Che tempo che fa, la battuta sul coronavirus con cui Luciana Littizzetto ha toccato il fondo: rivolta dei telespettatori

Qual è il nesso -diciamo- semantico? Cosa c’ azzeccano col Coronavirus, e con i ministri in mascherina, e con l’ autorevole virologo Burioni, nell’ ordine: un invito agli Ufo “di venire a farsi bagno nella fontana di Trevi”; la scomparsa di Godzilla; l’intemerata verso Conte che ignora i riti delle parruccheria italiana; e il solito, immancabile richiamo all’ astinenza sessuale? Ad occhio nulla. Trattasi del campionario di svenevolezze che è andato a farcire, domenica, il monologo di Lucianina Littizzetto a Che tempo che fa. Ossia il programma di Raidue che in questo momento produce probabilmente il miglior servizio pubblico sul racconto del contagio della tv.
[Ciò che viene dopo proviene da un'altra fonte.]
PR #601, opened 2024-09-10
helm_resource: kubectl_cmd should define `--namespace` flag

SamWolfs:
If `namespace` is defined, the `--namespace` flag should be appended to the `kubectl_cmd` as well, otherwise the command will be unable to find the resources that are deployed to the non-default namespace.

### DIFF
--- a/helm_resource/helm-apply-helper.py
+++ b/helm_resource/helm-apply-helper.py
@@ -60,6 +60,7 @@ namespace = os.environ.get('NAMESPACE', '')
 if namespace:
   install_cmd.extend(['--namespace', namespace])
   get_cmd.extend(['--namespace', namespace])
+  kubectl_cmd.extend(['--namespace', namespace])
 
 install_cmd.extend([release_name, chart])
 get_cmd.extend([release_name])


nicks:
can you file a bug that gives:
1. specific repro steps
2. what you expect to happen
3. what actually happened
?

`helm_resource` already has a lot of tests for how namespaces should behave. 

The reason that the tests fail with your PR is because there are big differences `helm --namespace` flag does and what the `kubectl --namespace` flag does

SamWolfs:
Will do, I thought it was a quick fix that shouldn't impact anything else, but clearly I was wrong. I'll try to reproduce in the test.

SamWolfs:
@nicks I'll close the PR since it looks like I was a bit too fast, thinking I had a fix for a problem that didn't exist. Instead it was caused by CRLF line endings, which aren't supported by `namespacing.py`, and so explicitly setting the namespace on the `kubectl` command clearly fixed the local issue. If you think this is something that should be supported, I wouldn't mind creating an issue and reproduction for it.

nicks:
@SamWolfs oh interesting! ya, a repro case would help a lot! :pray:

PR #611, opened 2024-09-23
[helm_resource] Support specifying custom helm uninstall flags

mikesouza:
This is a simple PR that adds an optional argument `uninstall_flags` to the `helm_resource` extension to support the ability to pass custom flags to the `helm uninstall` command. This is similar to the existing `flags` argument which passes custom flags to the `helm upgrade --install` command.


nicks (approved):
lgtm!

L’ altra sera, per esempio, da Fazio c’ era il titolare del dicastero dello Sport Spadafora il quale, interrogato dai campioni italiani, ha concesso un’ intervista assai gradevole. E allora perché, nella guerra serale dell’ audience, Massimo Giletti ha battuto Fazio con 8,92% di share contro l’ 8,36% (l’ 8.33% e 2.297.318 telespettatori contro l’ 8,21% e 2.265.108 in sovrapposizione)? Due motivi, credo. Il primo è che Non è l’ Arena, approfittando dell’ emergenza, della voglia di notizie e del temporaneo calo del gossip sta sempre più ragionando in termini d’ inchiesta giornalistica. Ed ecco quindi, i servizi sulla difficoltà delle imprese a ripartire, i reportage sulla sanità, il caso Feltri/Sud; ed eccoti, soprattutto, a far impennare la curva d’ ascolto l’ indignazione vera o presunta – non importa ai fini della narrazione- di Massimo contro il Dap, il Dipartimento di amministrazione penitenziaria, per la scarcerazione del boss Zagaria detenuto al 41 bis.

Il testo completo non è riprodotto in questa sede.